THE TEAPOT AND I
Simon Collery

On arriving at the Battered Teapots' Home I was faced with, oh so many cute, damaged little teapots (bless).
I just wanted to mother them all, but, alas, I could not.
And as I walked around I heard this melancholy voice bemoaning a most unhappy lot:

"Oh, oh, oh!" this particularly battered aluminium teapot cried.
"What a sad, sad, sad little teapot am I.
I've got no handle and I've only got one side.
And there are dinges in what's left of my poor depleted hide.
Who's going to make tea in me when the water won't stay inside?
Who's going to marry me? I'll never be a bride.
And if all that isn't enough to make me moan and sigh,
To cap it all, I can't even fly.
I just want to die.
Oooooh, how will I ever get by?"

So I invited her to live with me
Where no one would expect her to make tea.
And get by she certainly did,
That poor little battered teapot, who was really only a kid.
And things were even worse than she thought. (This really is the worst bit.)
I don't want to say it in front of her, but she didn't even have a lid!
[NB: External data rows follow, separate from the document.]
PR #981, opened 2024-12-17
feat: support Drosera

### LINKED ISSUE #979: Drosera integration
We should add https://www.drosera.io testnet support.

What should be done:
1. [Deploy](https://github.com/ubiquity/ubiquity-dollar/blob/6ecefcad4145c360d95589d6a3dffbf1b2e08781/packages/contracts/package.json#L31) ubiquity protocol contracts to the testnet
2. Create a [trap](https://dev.drosera.io/docs/trappers/creating-a-trap) which should pause protocol contracts in case there's a security incident
3. Make sure the trap actually works (i.e. pauses ubiquity contracts) by triggering conditions leading to trap execution

kingsley-einstein:
Resolves [#979](https://github.com/ubiquity/ubiquity-dollar/issues/979)


.gitmodules
```diff
@@ -46,3 +46,6 @@
 	path = packages/contracts/lib/aave-v3-periphery
 	url = https://github.com/aave/aave-v3-periphery
 	branch= master
+[submodule "packages/contracts/lib/v3-periphery"]
```
rndquu, line 49: Why do we need this submodule? It's not used anywhere.

packages/contracts/src/traps/ProtocolTrap.sol
```diff
@@ -0,0 +1,35 @@
+pragma solidity ^0.8.0;
+
+contract ProtocolTrap {
```
rndquu, line 3: Contract must implement `ITrap`.

packages/contracts/src/traps/ProtocolTrap.sol
```diff
@@ -0,0 +1,35 @@
...
+    struct CollectOutput {
+        bool triggerResponse;
+    }
+
+    function collect() external view returns (bytes memory) {
+        uint256 randomNumber = randomize();
```
rndquu, line 9: What's the point of returning a random number?

rndquu (changes requested):
@kingsley-einstein 

1. Pls fix the comments
2. Did you deploy the contracts to the testnet?
3. Did you check that the trap works as expected?
4. The trap must pause the contracts.
5. CI should pass.

kingsley-einstein:
@rndquu 
The trap contract has been deployed. For it to work, I think an operator has to opt into it. I'm guessing I'll have to opt to become an operator as no operator has opted in since I deployed the contract.

rndquu:
> @rndquu The trap contract has been deployed. For it to work, I think an operator has to opt into it. I'm guessing I'll have to opt to become an operator as no operator has opted in since I deployed the contract.

Drosera runs its own operators and drosera team made us sure there will be at least 1 operator in our trap. So becoming an operator is unnecessary, it's drosera's job.

PR #227, opened 2022-04-18
search api 

cameron1024:


vit-servicing-station-lib/src/db/queries/search/generic.rs
```diff
@@ -0,0 +1,46 @@
...
+    r2d2::{ConnectionManager, PooledConnection},
+    sql_types::Text,
+    Expression, TextExpressionMethods,
+};
+
+use crate::{db::DbConnection, v0::errors::HandleError};
+
+type SqlStr = Text;
+
+diesel::no_arg_sql_function!(RANDOM, (), "Represents the sql RANDOM() function");
```
enzoc4, line 17: Not sure how I feel about non-deterministic/pure queries, to be honest. But I don't see a way to set up a seed neither, without defining a custom function or a table with a random sequence, that is.

I'd imagine this is to reduce biases? is it really that necessary?

vit-servicing-station-lib/src/db/queries/search/mod.rs
```diff
@@ -0,0 +1,196 @@
...
+            SearchSort::ProposalFunds => {
+                search(proposals, proposal_title, proposal_funds, query, conn)
+            }
+            SearchSort::ProposalAdvisor => {
+                search(proposals, proposal_title, proposer_name, query, conn)
+            }
+            SearchSort::ProposalTitle => {
+                search(proposals, proposal_title, proposal_title, query, conn)
+            }
+            _ => unreachable!(),
```
enzoc4, line 62: I would just move the error thrown inside `validate_table_column_sort` here and just get rid of that function and these `unreachable!`. Less risk of both functions getting out of sync in the future and reaching a panic. But it's a bit of a personal preference I guess.

cameron1024: Yeah this didn't make me feel great, part of me feels like there might be a different way of expressing this, perhaps something like:
```rust
enum SearchQuery {
  Challenges(ChallengeColumn),
  Proposals(ProposalColumn),
}

enum ChallengeColumn {
  Index,
  Title,
  // ...
}
// etc...
```
but I'm not sure how nice the json representation would be :shrug: 

But either way, if we stay with the current representation this seems like a sensible change :+1:

cameron1024: Perhaps this is better?
```rust
#[derive(Debug, Clone, Deserialize)]
pub struct Query {
    table: String,
    constraints: Vec<Constraint>,
}

#[derive(Debug, Clone, Deserialize)]
pub struct Constraint {
    column: String,
    kind: ConstraintKind,
}

#[derive(Debug, Clone, Deserialize)]
pub enum ConstraintKind {
    Contains(String),
    Range { from: i64, to: i64 },
}
```
This seems more flexible, not sure how hard it would be to implement, but I suspect it's doable. The json representation is also quite nice (with some tweaking)

vit-servicing-station-lib/src/db/queries/search/generic.rs
cameron1024: If I'm honest, I'm struggling to think up a use case for randomizing the results, it just said "random" on the ticket.

I guess because we currently don't support limits, the client could just randomize and we could drop this? A previous version of this did randomization in Rust, which is much easier to seed, but it still doesn't feel great, especially around scaling.

cameron1024:
Currently, all queries constraints are *AND*-ed together, it's an open question whether we want to be able to express more complex queries.

If so, it would probably be good to know to avoid breaking changes

vit-servicing-station-lib/src/db/queries/search/mod.rs
```diff
@@ -0,0 +1,103 @@
...
+) -> Result<SearchResponse, HandleError> {
+    match table {
+        Table::Challenges => {
+            use crate::db::schema::challenges::dsl::*;
+            use Column::*;
+
+            let mut query = challenges.into_boxed();
+
+            for Constraint { search, column } in filter {
+                let search = format!("%{search}%");
```
Zeegomo, line 41: mmm this is user input, how well are we guarded against malicious inputs?

vit-servicing-station-lib/src/db/queries/search/mod.rs
```diff
@@ -0,0 +1,103 @@
...
+        }
+        Table::Proposals => {
+            use crate::db::views_schema::full_proposals_info::dsl::*;
+            use full_proposals_info as proposals;
+            use Column::*;
+
+            let mut query = proposals.into_boxed();
+
+            for Constraint { search, column } in filter {
+                query = match column {
```
Zeegomo, line 75: I think we are missing the `%` here in search, or at least I would keep both endpoints consistent

Zeegomo (changes requested):

vit-servicing-station-lib/src/db/queries/search/mod.rs
cameron1024: I googled it when I write it, and I found something saying diesel does input sanitization, I'll see if I can find that comment again

cameron1024: https://github.com/diesel-rs/diesel/issues/229

cameron1024: Seems like it does, it's just not super well documented

saibatizoku (approved):

juan-cieri:
> Some changes in the latest commit:
> 
> * removed `RANDOM` and entire generic API
> * Queries are now boxed, adds runtime overhead but negligible compared to db call cost
> 
> The query format is now:
> 
> ```
> {
>   "table": "proposals",
>   "filter": [
>     { "search": "title contains this", "column": "title" },
>     { "search": "description contains this", "column": "desc" },
>   ],
> "order_by": [
>     {"column": "title"},
>     {"column": "desc", "descending": true} 
>   ]
> }
> ```
> 
> If no `filter`s are provided, it returns all the elements in that collection
> 
> If no `order_by`s are provided, it returns it in the order it gets it from the DB (i.e. by primary key).
> 
> A minimal query just looks like: `{ "table": "proposals" }`

@cameron1024 is it possible to provide some definitions of search capabilities in https://github.com/input-output-hk/vit-servicing-station/blob/master/doc/api/v0.yaml please? So we can browse and analyze all type of requests and responses.
Thanks!

cameron1024:
I've added some details to the yaml spec, but I'm quite new to openapi, so let me know if there's any other details/issues that need fixing

minikin:
@dkijania @Zeegomo I believe we can ignore CI failures here and merge this pr, right?

dkijania:
@minikin we cannot ignore test failure job: 
`CI / Test Suite (ubuntu-latest) (pull_request) Failing after 5m — Test Suite (ubuntu-latest)`

minikin:
@cameron1024 we need to fix `CI / Test Suite (ubuntu-latest) (pull_request)`, please.

cameron1024:
This one was my bad, I thought the only failure was the openAPI validator, didn't see the actual test failure. I'm working on a fix, hopefully by the end of the day

cameron1024:
Had to rerun tests a few times, seems flaky. I'm investigating but would be good to get this one in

When she asks me if that's normal for a teapot, I just lie,
But there was nothing between her and the sky.
I'd tell you more only, it usually makes me cry.

But there is a happy ending, there's no need to cry:
Teapot soon realised she didn't need a husband as long as she had her big friend, Si.
And she didn't really need to fly.
So she no longer wanted to die.
And once I'd bought her a little woolly hat to keep her dry
We lived happily ever after, the teapot and I.